CS700:Graduate Seminar in Computer Science & Informatics

Leveraging Semantic, Temporal and Geographical Meta-data in Textual Data Analysis and Retrieval
Alex Kotov, Department of Mathematics and Computer Science

Over the past decade, the World Wide Web has undergone a fundamental transformation from being an information resource into a social phenomenon, often referred to as Web 2.0. In addition to its profound cultural and societal impact, this transformation presented many exciting research challenges, such as how to provide efficient access to collaboratively generated on-line knowledge repositories and leverage valuable meta-data provided by social media services. In the first part of this talk, I will present a natural language question-based information retrieval framework for exploratory queries, which is particularly effective for entity-centric knowledge repositories, such as Wikipedia, and an information retrieval model that effectively leverages semantic meta-data in the form of ConceptNet, a collaboratively created on-line knowledge base. This direction of my research bridges the existing gap between information retrieval, natural language processing and knowledge management. Then, I will focus on textual data analysis and retrieval methods that leverage temporal and geographic meta-data provided by Web 2.0 resources. In particular, I will present a probabilistic model combining Markov-Modulated Poisson Process and dynamic programming to discover entities with temporally correlated bursts from multi-lingual Web news streams and a probabilistic topic model, which given a geo-tagged document collection, allows to not only detect global topics common to all locations, but also local topics, which are specific only to certain locations. I will also present an information retrieval model that leverages geographical meta-data to bridge the implicit geospatial focus of social media documents and information needs of social media users to enable effective geographically-focused search functionality in social media services, such as Twitter.

Biographical Sketch:
Dr.
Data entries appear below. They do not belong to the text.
PR #1163, opened 2024-11-04
Activities are collecting across messages

jamesrichards4:
## Context

Activity Events are collecting across chat messages leading to all previous events attached to the latest ai message

Reset the activities list to empty on receive

## Guidance to review

Is this the right fix for the issue? I'm definitely seeing previous activities on chat messages in preprod and this feels like we're building up all events in a websocket session?

Be good to revisit this long running consumer at some point too; for some of the interruptible/user prompting features we might want soon we need a single instance of the redbox graph (rather than per consumer).

## Things to check


KevinEtchells (approved):
This feels like the right approach to me. We only need the ones for the current message being sent to Django.

PR #1174, opened 2024-11-07
Feature/composable prompts

jamesrichards4:
## Context

Managing prompts is becoming a mess, we want to be able to store common information across prompts and to be able to reliably pass format information in without conflicting

Refactor all prompts to be just the task information, no system or format info should be provided. These are brought in from standard prompts system_info, persona_info, caller_info and format_instructions from the task if passed

NOTE: We want to do an additional piece of work here which is to redo the way we build AISettings each request to only use a set of sparse overrides from the db if created. That way we would always be using the default prompts from the settings unless we override them specifically in a deployment

## Things to check


redbox-core/redbox/chains/runnables.py
```diff
@@ -39,26 +39,32 @@
 def build_chat_prompt_from_messages_runnable(
     prompt_set: PromptSet,
     tokeniser: Encoding = None,
-    partial_variables: dict = None,
+    format_instructions: str = "",
+    additional_variables: dict = None,
```
gecBurton, line 43:
```suggestion
    additional_variables: dict|None = None,
```

redbox-core/redbox/chains/runnables.py
```diff
@@ -39,26 +39,32 @@
...
-        system_prompt_message = [("system", system_prompt)]
-        prompts_budget = len(_tokeniser.encode(system_prompt)) + len(_tokeniser.encode(question_prompt))
-        chat_history_budget = (
-            state["request"].ai_settings.context_window_size
-            - state["request"].ai_settings.llm_max_tokens
-            - prompts_budget
-        )
+        # Set the system prompt to be our composed structure
+        # We preserve the format instructions
+        system_prompt_message = f"""
```
gecBurton, line 59: 👍

gecBurton (approved):

PR #1179, opened 2024-11-11
Dropping additional steps in Gadget graph

jamesrichards4:
## Context

[at]gadget is slower than the base react implementation. One reason for this is we have an additional LLM call as we decide to answer in the agentic step, then proceed to answer generation

Swapped agentic step to only have two choices, call tools or generate answer. This removes the additional call to the LLM and simplifies the graph flow. We also remove the option to give up in the agentic step but retain it for when we're out of steps

## Guidance to review

The new search/agentic graph visualisation shows the changes best

## Things to check


gadget:
OFFTOPIC: Hi James, Could you please remove the tagging ("@gadget"). Every time someone does that I'm the one summoned :) Thank you!

jamesrichards4:
> OFFTOPIC: Hi James, Could you please remove the tagging ("@gadget"). Every time someone does that I'm the one summoned :) Thank you!

apologies! will make sure to avoid in future

gecBurton (approved):
LGTM - much cuter :+1:

PR #1185, opened 2024-11-12
Agent investigation

saisakul:
## Context

We need a way to routinely investigate how gadget works, so that we can identify bugs, unusual behaviour. 
To run the script, a structured csv files are required to run. These include: 
- prompt.csv containing User which are user id, and Prompts which are prompt query.
- documents.csv containing User which are user id, and Documents which are document file path.

EDIT:
We've updated this to use tests to run Redbox against the scenarios defined in a csv. The README details how this works. I'll update https://docs.google.com/spreadsheets/d/1NRSw5CuVAhlVH2vHSW5Ek41KxAacR6hdEWRI7lCxwmc/edit?gid=0#gid=0 to match this format, this is the central place we'll record our test cases

- add new command line script to run use cases, save LLM activities log, and extract key information.
EDIT:
- Add new ai_tests root directory containing tests for a scenarios generated from the cases csv

## Things to check


MarkDunne (approved):
haven't been able to run (thanks to vscode testing weirdness), but approving to unblock since no significant change to prod code

PR #1190, opened 2024-11-13
bugfix/allow metadata to fail

gecBurton:
## Context

As a User i want my file to be ingested even if the generation of metadata fails so that i can use my data 

## Things to check

### DIFF
--- a/redbox-core/redbox/loader/loaders.py
+++ b/redbox-core/redbox/loader/loaders.py
@@ -63,7 +63,7 @@ class MetadataLoader:
 
         return response.json() or []
 
-    def extract_metadata(self) -> dict:
+    def extract_metadata(self) -> GeneratedMetadata:
         """
         Extract metadata from first 1_000 chunks
         """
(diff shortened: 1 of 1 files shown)


redbox-core/redbox/loader/loaders.py
```diff
@@ -72,7 +72,10 @@ def extract_metadata(self) -> dict:
         original_metadata = chunks[0]["metadata"] if chunks else {}
         first_thousand_words = "".join(chunk["text"] for chunk in chunks)[:10_000]
 
-        metadata = self.create_file_metadata(first_thousand_words, original_metadata=original_metadata)
+        try:
+            metadata = self.create_file_metadata(first_thousand_words, original_metadata=original_metadata)
+        except TypeError:
+            metadata = GeneratedMetadata(name=original_metadata.get("filename"))
```
saisakul, line 78: Does original_metadata always have filename?

saisakul (approved):

redbox-core/redbox/loader/loaders.py
gecBurton: its not guaranteed but it is the most likely https://docs.unstructured.io/api-reference/api-services/document-elements#common-metadata-fields

PR #1195, opened 2024-11-14
Feature/basic api

gecBurton:
## Context

As an FE Engineer I would like a PoC API to test making REST calls to the django app

## Things to check


KevinEtchells (approved):
This works great - thanks George!

PR #1196, opened 2024-11-14
Bugfix/gov search irrelevant

saisakul:
## Context

GOV search API returns irrelevant pages resulting in incorrect documents to LLM. Example:
Using web search: [Search](https://www.gov.uk/search/all?keywords=UK+government+use+of+AI&order=relevance) 
Using API: https://www.gov.uk/api/search.json?q=UK+government+use+of+AI

Current findings:
The results from GOV search API is different from the results from search in the website i.e. [Search - GOV.UK](https://www.gov.uk/search) 
GOV search API returns pages with relevance score (es_score). However, the scores are higher for irrelevant pages. For example, a page about HMRC  has score of 0.434618 while DSIT document on AI has score of 0.08396282. 

- Add a function to recalculate similarity between query and page description. I use a simple technique i.e. `cosine_similarity` from scikit-learn, to calculate similarity.  

## Guidance to review

There are other solutions to this. For example:
- Add all pages as document, and do elastic search. However, we would potentially be adding irrelevant docs.

## Things to check

### DIFF
--- a/django_app/poetry.lock
+++ b/django_app/poetry.lock
@@ -2442,6 +2442,17 @@ files = [
 ]
 
 [[package]]
+name = "joblib"
+version = "1.4.2"
+description = "Lightweight pipelining with Python functions"
+optional = false
+python-versions = ">=3.8"
+files = [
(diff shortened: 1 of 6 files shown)


jamesrichards4:
Could you add a few test cases to test_tools for this? Be good to see at least one where we want to filter the page out and one where we don't? A real query and response would be ideal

Alexander Kotov is currently a Post-Doctoral Scholar and Adjunct Assistant Professor at Emory University working with Professor Eugene Agichtein in the Intelligent Information Access Laboratory. He received a PhD from the University of Illinois at Urbana-Champaign in 2011, under the supervision of Professor ChengXiang Zhai. His general research interests are in large-scale textual data analysis: information retrieval, textual data mining and natural language processing. Dr. Kotov is a recipient of DAAD/Siemens Fellowship, Best Reviewer award at EMNLP-CoNLL 2012 and appeared on the UIUC Incomplete List of Teachers Ranked as Excellent. He was also a research intern at Microsoft Research and Yahoo!